以下、本開示の加飾シートの各部材について、詳細に説明する。
(1)凹凸構造
本開示における表面保護層には、上記基材層側とは反対側の表面に、凹凸構造が設けられている。上記凹凸構造の凹凸の間隔は、0.5μm以上7.5μm以下である。このような範囲であれば、加飾樹脂成形品とした際に加飾シートが配置された平面部のみならず、曲面部においても、表面の虹柄の意匠が問題無く視認できる。一方、上記凹凸構造の凹凸の間隔が0.5μm未満の場合、平面部においても虹柄の意匠が視認できない可能性があり、7.5μmより大きいと、曲面部上に配置した際に目視により虹柄の意匠が確認できない可能性がある。

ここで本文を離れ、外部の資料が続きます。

PR #1819, opened 2026-07-30
Paw Bar: reply sources + public articles listing

prakashUXtech:
Stacked on #1818 (`feat/paw-bar-async-email`).

A concierge reply used to arrive with no trail — the visitor couldn't tell which page an answer came from, and there was no way to browse what the bar can quote. This adds both halves of visible grounding, per-reply attribution and a browsable library.

## Sources on each reply

`concierge_chat` now emits at most one `sources` SSE event, after the model stream completes and immediately before `stream_end`:

```
event: sources
data: {"sources": [{"title": "Opening Hours", "url": "https://brewco.pawsites.dev/hours"}]}
```

Max 3 entries, deduped by url, and only entries with both a title and a url. Nothing is emitted when nothing qualifies — no empty event.

Attribution is approximate on purpose (the Crisp-style "Sources" pattern): the server re-runs a cheap KB search of the visitor's message against the same `pocket:<pocket_id>` scope the run reads, keeps hits whose article ids are in `Site.kb_article_ids` (the page sync's own output — owner-uploaded files never surface), and maps the `site-<slug>` ids back to public page URLs. It is not a tool trace. The search runs concurrently with the model turn, so it adds ~0ms to the stream; any error or timeout drops the sources, never the reply.

## Public articles listing

`GET /paw-bar/articles?widget_id=...&signed_key=...` returns `{"articles": [{title, url, snippet}]}` — the site's synced KB pages, cap 20, snippet ≤160 plain-text chars. Same front-gate chain as chat (404 unknown widget → 429 rate limit → 401 bad key → 403 origin/binding), no injection screen since there's no free text. Empty KB is a 200 with an empty list, and a kb hiccup fails soft the same way.

To support this, `_front_gate_for_key` now resolves through `resolve_site_key_with_site` and returns the Site it already loaded (same pattern as the chat path), and `KnowledgeService` grows scope-form read methods (`search_articles_for_scope` / `list_articles_for_scope`) so the router doesn't reach into the private `_kb` wrapper.

## Tests

19 new tests in `tests/cloud/test_paw_bar_reply_sources.py` (event shape, cap + dedupe, synced-only filter, ordering vs `stream_end`, fail-soft on empty/erroring KB, and every articles refusal code). Full paw-bar set: 312 passed. Ruff + both import-linter configs clean.

Docs: `docs/concepts/concierge-knowledge.mdx` gains a "What the visitor sees as sources" section.

### DIFF
--- a/docs/concepts/concierge-knowledge.mdx
+++ b/docs/concepts/concierge-knowledge.mdx
@@ -81,6 +81,22 @@ so it syncs zero documents and reports `no_content`. Grounding one of those mean
 crawling the customer's own origin through the SSRF-hardened import crawler, and is
 not part of this path.
 
+## What the visitor sees as sources
+
+A reply can end with a short "Sources" list — up to three of the site's own pages,
+each a title and a public link. It is sent as a single `sources` event on the chat
+stream, just before the stream ends, and the same pages are browsable through a
+public articles listing (`GET /paw-bar/articles`, behind the same key, origin and
+rate gates as the chat; capped at twenty entries with a short snippet each).
+
+Attribution is approximate by design. The server re-runs a quick knowledge search
+of the visitor's question against the same pocket scope the run reads, and shows
+the synced pages that match — "what the knowledge base would ground this question
+on", not a verified trace of what the model actually quoted. Only pages the site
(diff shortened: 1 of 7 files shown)


prakashUXtech:

PR #1821, opened 2026-07-30
Let a site concierge read its own agent's knowledge

prakashUXtech:
Paw Bar inbox **D5**. Scope is D5 only — no thumbs/revise-into-knowledge loop, no conversations state.

## The bug

`_kb_scopes_for_context` locked a `CONCIERGE` run to `['pocket:<site pocket>']` and deliberately dropped `agent:`. So an owner who opened their site's concierge in `/agents` and attached knowledge **to the agent** got nothing on the site — only the site→pocket page sync ever reached a visitor. No error, no warning; the concierge just kept saying it didn't know.

## What changed

**1. The scope.** A concierge run now reads `pocket:<site pocket>` **and** `agent:<its own agent id>`. `workspace:` and `user:` stay dropped.

The asymmetry is the whole security argument. Every site concierge is a dedicated agent, one per site (`ensure_site_agent`), so its `agent:` scope holds one site's material that the owner put there for these visitors. `workspace:` is the tenant-wide tier — every pocket, every other agent, every owner upload — and an anonymous caller must never reach it.

The agent id is not the caller's: it rides `RunSpec.agent_id` from `widget.agent_id`, and `_resolve_concierge` already proved that agent belongs to the site's workspace (`_agent_in_workspace`) before the run starts. No wiring was needed — `ctx.target_agent_id` is always populated for a concierge run, or resolution raises `concierge.no_agent`.

**2. The badge.** `GET /agents/{id}/knowledge` now returns `visible_to_site_visitors: bool` beside `items`. True when a paw-bar widget binds that agent to a published site — read from the real binding, not the `concierge-<site_id>` slug, so a hand-bound agent counts too. It labels a surface, it does not guard one: same owner/admin guard, same articles, and an unreadable store yields `false` rather than breaking the tab. Rendering the badge is the frontend's job.

`widget_for_agent(agent_id, workspace_id)` is the new reverse lookup in `agent_provisioning`; workspace-scoped, refuses an unscoped query, bounded scan.

**3. The docs.** `docs/concepts/concierge-knowledge.mdx` said the concierge reads one scope and cannot read `agent:`. It now names both scopes, explains why `agent:` is safe where `workspace:` is not, and carries the blunt rule as a warning: **anything attached to a site concierge is publishable by definition** — private material belongs on an agent no site binds.

## What a visitor can and cannot reach

| | after this change |
|---|---|
| `pocket:<the site's own pocket>` | **yes** (unchanged) |
| `agent:<the site's own concierge agent>` | **yes** (new) |
| `agent:<any other agent>` | no |
| `workspace:<the tenant>` | no |
| `user:<any member>` | no |
| anything in another tenant | no |

## Tests

The two existing assertions that pinned the old behaviour were **updated, not deleted**, and each carries the reasoning in its docstring. New isolation coverage guards the widened blast radius: a sibling agent's scope is never granted (unit and end-to-end through the resolver, with two agents in one workspace), the tenant-wide and member-private tiers are never granted, two tenants' scope sets are disjoint, and a half-resolved context degrades instead of emitting a malformed scope string. Nine more cover the visibility signal, including the wire shape and the failure-soft path.

917 passed, 2 skipped across the concierge, agent-service, chat, sites-KB and paw-bar suites. `ruff check` + `ruff format --check` clean; both import-linter configs pass.

## Note for the sibling branches

Two comments in files I stayed out of are now stale and want a one-line fix from their owner:
- `ee/pocketpaw_ee/paw_bar/router.py:2704` — "(KB locked to pocket:<id>)"
- `ee/pocketpaw_ee/paw_bar/router.py:2486` — "the one scope `_kb_scopes_for_context` grants a CONCIERGE run" (`_concierge_sources` itself is correct: it still searches the pocket scope alone, which is what should be citable)

### DIFF
--- a/docs/concepts/concierge-knowledge.mdx
+++ b/docs/concepts/concierge-knowledge.mdx
@@ -15,18 +15,49 @@ what it is allowed to know, and what it writes down about the people it talks to
 
 ## What a concierge is allowed to know
 
-A concierge run is locked to **one** knowledge scope: `pocket:<pocket_id>`, the
-pocket its site was published from. It cannot read the `agent:` scope or the
-workspace-wide scope. That is deliberate. The concierge answers anonymous callers
-from the public internet, and a public caller must never be able to reach the rest
-of the tenant's knowledge base by asking the right question.
+A concierge run reads exactly **two** knowledge scopes:
 
-The upshot is that a concierge's usefulness is decided entirely by what is in that
-one scope.
+- `pocket:<pocket_id>` — the pocket its site was published from, where the page
+  sync writes.
+- `agent:<agent_id>` — whatever the owner attached to this site's concierge agent
+  directly, in the agent's own Knowledge tab.
+
+It reads neither the workspace-wide scope nor any member's private scope, and that
+line is where the security argument lives. Every site concierge is a **dedicated**
+agent, one per site, created for that site and never shared — so its `agent:` scope
+is one site's own material, put there by the owner for these visitors. The
+workspace scope is the opposite: every pocket, every other agent, every owner
+upload in the tenant. A concierge answers anonymous callers from the public
+internet, so handing it the tenant-wide scope would mean a stranger could reach the
+rest of the business by asking the right question. That scope stays out.
+
+The agent it runs is not the caller's choice either. It comes from the site's own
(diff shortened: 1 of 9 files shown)


prakashUXtech:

また、凸部は円錐形状、円錐台形状や、多角錐形状、多角錐台形状であってもよく、平面視上楕円もしくは長方形の形状をとるもの、具体的には、凸部が筋状に形成されたものであってもよい。
平坦部5の面積が大きいと、平坦部5による反射の影響が大きくなり、防眩性が低下する。そのため、平坦部5の面積は、小さいことが好ましい。特に、虹柄の意匠は、意匠性が高い反面、視認者が眩しさを感じ易い性質がある。これに対して、平坦部5の面積を小さくすることで、意匠性および防眩性を両立できる。ここで、平坦部5を含む凹凸構造の平面を仮定し、その平面の全面積に対する平坦部5の合計面積の比率を、平坦部5の面積率と定義する。平坦部5の面積率は、例えば10%以下であり、8%以下であってもよく、6%以下であってもよく、4%以下であってもよく、2%以下であってもよい。
側壁部6が延びる方向と、水平方向(厚さ方向に直交する方向)とのなす角度をθとした場合、θは、例えば45°以上であり、60°以上であってもよく、75°以上であってもよい。θが低すぎると、高い防眩性が得られない可能性がある。一方、θは、例えば90°以下である。また、図3(B)、(C)に示すように、凹凸構造の凸部は、第一側壁部61および第二側壁部62を有していてもよい。凹凸構造の凸部が、第一側壁部61および第二側壁部62を有する場合、少なくとも一方の角度θが、上述した範囲にあることが好ましく、両方の角度θが、上述した範囲にあることがより好ましい。また、図3(A)に示すように、側壁部6の断面形状は直線状であってもよく、図3(D)に示すように、側壁部6の断面形状は曲線状であってもよい。後者の場合、近似直線から側壁部6の角度θを求めることができる。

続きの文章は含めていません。